季淮之毫无所觉,吃饭吃得津津有味。
阮澜烛放下筷子,就这么盯着他吃,“你不是修真者吗?修真者还需要吃饭?”
季淮之懵懵地抬头,前面那几个月他吃饭时都没问,怎么偏偏在这个时候问了一嘴?
“我现在灵力还没完全恢复,做不到辟谷,所以需要和普通人一样吃饭睡觉。”
阮澜烛把玩着自己的水杯,漫不经心似的又抛出一个问题:“那你谈过恋爱吗?”
“咳咳咳!”
季淮之又被呛到了,“咳……恋爱?”
阮澜烛一脸无辜地点头,“是啊。哦对了,用你们那边的说法,是叫道侣?”
季淮之放下筷子,神色有些无奈,“从没找过。”
阮澜烛挑眉,“一个都没有?”
季淮之摇头,“我醉心修炼,确实一个道侣都没有。”
阮澜烛神色闪了闪,“那……你今年到底多大了?”
季淮之是真的无奈了,“怎么,你也对这个感兴趣?”
“是有那么一点吧。”
季淮之苦笑了下,“我只记得自己活了有几百年了,具体多少岁……我还真不记得了,时间对我们来说毫无意义,你明白吗?”
阮澜烛原本含笑的表情突然冷淡下来,修长的手指握紧了手里的玻璃杯,用力到指尖都泛白。
他垂下头,季淮之看不清他的表情,只能听到他低声的呢喃,“毫无意义……吗?”
季淮之突然有些慌,赶紧去哄人,“不是不是,我的意思是修真的岁月毫无意义,但是和你们在一起的时间是有意义的,非常有意义!”
季淮之的超强求生欲发言倒是把阮澜烛逗笑了,他明白这件事上是自己钻了牛角尖。对于有着漫长寿命的修真者来说,时间确实是最不值一提的东西,但是很可惜,时间也同时是自己最渴望却不可及的东西。
“澜、澜烛?”季淮之是真的有点慌。
阮澜烛站起身,对他露出个毫无瑕疵的笑:“行了,逗你玩的,吃完了吗?吃完了就该去干正事了。”
阮澜烛头一次没听季淮之的回答就离开了,季淮之愣愣地看着他离开的背影,莫名觉得对方肩上好似背负了冰封上百年的孤寂。
……
午休结束后,凌久时和程千里抱着吐司和栗子进行“猫狗大战”,陈非捧着一本书在读,顺便嫌弃地坐远了点。
季淮之手里拿了个银质的镯子下楼,直径递给凌久时。
凌久时接过那个流光溢彩的镯子,明明是银质的,触手却有着玉一般的温润手感,他有些愣神,“这是……?”
“送你的道具,在门里或许会派上用场。”
为了做好这个“法器”,季淮之浪费了不少灵力和镯子,导致他面色现下有些苍白,不过他刻意隐去了这些不易,故意在一种轻松的氛围下送给凌久时,就是不希望对方有太大的负担。

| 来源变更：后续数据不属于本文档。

PR #5369, opened 2024-12-19
fix(chttpd): Always show browser login popup

big-r81:
Always show the browser login popup, no matter
which option of `require_valid_user` or
`require_valid_user_except_up` is set.

### DIFF
--- a/src/chttpd/src/chttpd.erl
+++ b/src/chttpd/src/chttpd.erl
@@ -1235,13 +1235,17 @@ error_headers(#httpd{mochi_req = MochiReq} = Req, 401 = Code, ErrorStr, ReasonSt
                                 undefined ->
                                     {Code, []};
                                 AuthRedirect ->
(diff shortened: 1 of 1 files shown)


big-r81:
## Additional infos

### Abbreviations

`rvu` = `request_valid_user`
`rvuefu` = `request_valid_user_except_for_up` 

### Before #5370 (use auth for live node checks)

| rvu | rvuefu | start dev server |
| - | - | - |
| false | false | false |
| true | false | false |
| false | true | false |
| true | true | false |

### After #5370 

| rvu | rvuefu | start dev server |
| - | - | - |
| false | false | true |
| true | false | true |
| false | true | false |
| true | true | true |

### With this PR 

| rvu | rvuefu | start dev server |
| - | - | - |
| false | false | true |
| true | false | true |
| false | true | true |
| true | true | true |

PR #5378, opened 2025-01-03
chore(ci): Use Bookworm for "Build Release Tarball" stage

big-r81:
Use the latest Debian version for building the release tarball.


nickva (approved):
+1 if CI passes

PR #5381, opened 2025-01-05
docs/replication: change unauthorized example to 401

alxndrsn:
This looks more appropriate...


big-r81 (approved):
+1

Refering to the description above the code block, it makes more sense! Thx!

PR #5385, opened 2025-01-07
introduce acc record

rnewson:
refactor fabric_doc_update to use a record for accumulator, to make https://github.com/apache/couchdb/pull/5371 enhancement easier.

### DIFF
--- a/src/fabric/src/fabric_doc_update.erl
+++ b/src/fabric/src/fabric_doc_update.erl
@@ -17,6 +17,14 @@
 -include_lib("mem3/include/mem3.hrl").
 -include_lib("couch/include/couch_db.hrl").
 
+-record(acc, {
+    waiting_count,
+    doc_count,
+    w,
+    grouped_docs,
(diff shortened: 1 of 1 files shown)


janl (approved):

src/fabric/src/fabric_doc_update.erl
```diff
@@ -58,28 +72,34 @@ go(DbName, AllDocs0, Opts) ->
         rexi_monitor:stop(RexiMon)
     end.
 
-handle_message({rexi_DOWN, _, {_, NodeRef}, _}, _Worker, Acc0) ->
```
pgj, line 61: Should not the code still be able to handle messages with the tuple-shaped accumulators?  Such messages can arrive during upgrade where the cluster has mixed version of nodes.

rnewson: the acc is local, the first clause in handle_message is the message term from other nodes

PR #5412, opened 2025-01-23
Extract the response of `_versions` endpoint

jiahuili430:
## Overview

When running with old version of Clouseau, it will return `{ok, null}`
when we call `clouseau_rpc:version().`. So add `is_binary/1` to prevent
`badarg` errors. Also simplify the code by extracting the response to
`get_versions/0` function.

## Checklist


jaydoane (approved):
Nice!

“啊~淮哥偏心!阮哥有就算了,现在凌凌哥也有了,那我的呢我的呢!”
陈非推了推眼镜,也在一旁帮腔,“那……有我的那一份吗?”
季淮之低头笑了笑,“会有的,大家都会有的。不过凌凌体质太邪门,所以就先送他了。”
程千里恍然大笑:“哈哈哈哈,淮哥这么一说还真是!每扇门里的npc都喜欢追着凌凌哥!”
凌久时听了程千里的话,想反驳却找不到反驳的点,只能闷闷地把镯子戴在了自己的手上。